And just to show this was not a one off wonder. 
Here is some pictures of what ive been up to. 









- Boomer.


----------



## squeek

Wow!  You have put some considerable effort in to this. They look really good from what I can see. Do you have a shot from the front so that we can see more of what it looks like?


----------



## Boomer

Hi, 
Sorry this is the best i can do for now. 
Will try to post more soon.


----------



## LeeHarvey

That is really amazing. I never thought I'd see an entire army of Barghesi Slaughterers. What models are you using for the basis of your conversions? I can recognize some of the ork bits obviously but the heads, backs and legs are hard to place. Also, Are you using your own Homebrew rules?


----------



## Syph

LeeHarvey said:


> That is really amazing. I never thought I'd see an entire army of Barghesi Slaughterers. What models are you using for the basis of your conversions? I can recognize some of the ork bits obviously but the heads, backs and legs are hard to place. Also, Are you using your own Homebrew rules?


^^ can you read minds Lee?! :laugh:


----------



## Boomer

> Barghesi Slaughterers


Thats a really good name!

I was going with Barghesi Raiders, like as in the Tusken Raiders. 
Mind if i steal it???

As for the models, your bang on with the orks weapons, 
heads are pig iron rebel heads. The bodies are the Vampire Counts Crypt Ghouls. 
I'm currently building the army using the LatD rules. Yes i know they are outdated. But my local G.W (Bedford, Bedfordshire, u.k) are really keen 
for me to use them and are cool with me to use the old rules. I'm keepin it pure LatD so no Chaos or I.G codex needed. 
Glad people like 'em.

- Boomer.


----------



## Death 0F Angels

These are sweet. Glad you thought to update it.


----------



## Red Orc

Yeah, that's really nice - in a disturbing and horrid kinda way.
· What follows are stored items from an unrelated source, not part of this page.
PR #2651, opened 2018-04-05
add .history folder to gitignore

samuelstein:
Ignore local history changes from .history folder

### DIFF
--- a/Global/VisualStudioCode.gitignore
+++ b/Global/VisualStudioCode.gitignore
@@ -3,3 +3,4 @@
 !.vscode/tasks.json
 !.vscode/launch.json
 !.vscode/extensions.json
+.history


samuelstein:
sure: https://dailydotnettips.com/2015/05/04/how-to-navigate-through-history-of-files-in-visual-studio-code/. It's a relatively new feature of vs code.

Global/VisualStudioCode.gitignore
```diff
@@ -3,3 +3,4 @@
 !.vscode/tasks.json
 !.vscode/launch.json
 !.vscode/extensions.json
+.history
```
shiftkey: Shouldn't this be inside `.vscode/`? If so, it should be covered by the rule on line 1

samuelstein: no the folder is outside of .vscode

shiftkey: I'd like to see some documentation that explains this file better - describing the feature is one thing, but it'd be nice to confirm we're looking at the right file in the right location before merging this in.

It also seems suboptimal for this to not be using the `.vscode` folder, especially if it's an in-the-box feature of VSCode, for what looks like a generated file.

sara0871:
👋

samuelstein:
i could not find better official documentation. @shiftkey try it for yourself. got to user settings and activate it via `"local-history.enabled": 1,`

shiftkey:
On VSCode 1.22.2 I don't seem to be able to enable this feature:

shiftkey:
Closing this out as I'm not able to understand the requested change and verify it's correct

Kudos to you, it's a very impressive looking force you've put together, both in terms of the painting and the conversion work.

k: from me... only that dude isn't doing a thumbs up... he should be! Thumbs up from me!

:applauding even though you can't hear it cyclops:


----------



## countchocula86

That right there is just a gorgeous army! Awesome work


----------



## Pandawithissues...

Aaargh, they're multiplying! I think the use of the small, non gw heads really makes for an individual force.


----------



## Ste

brilliant force man, the colours are excellent and the genreal conversion work


----------



## LeeHarvey

Steal it all you want Boomer, you're the one who actually had the inspiration and brilliance to make the army. I didn't invent the name, I think I read it in the 3rd edition rulebook. The background section of the 3rd ed. had a little bullet about the different non-mainline alien races and the referred to them as "...the Hyper-violent Barghesi Slaughterers..." Maybe it wasn't that book but I know I read it in one of them. If I did make it up and just thought I read it somewhere then well, your right, it sounds cool, use it all you want.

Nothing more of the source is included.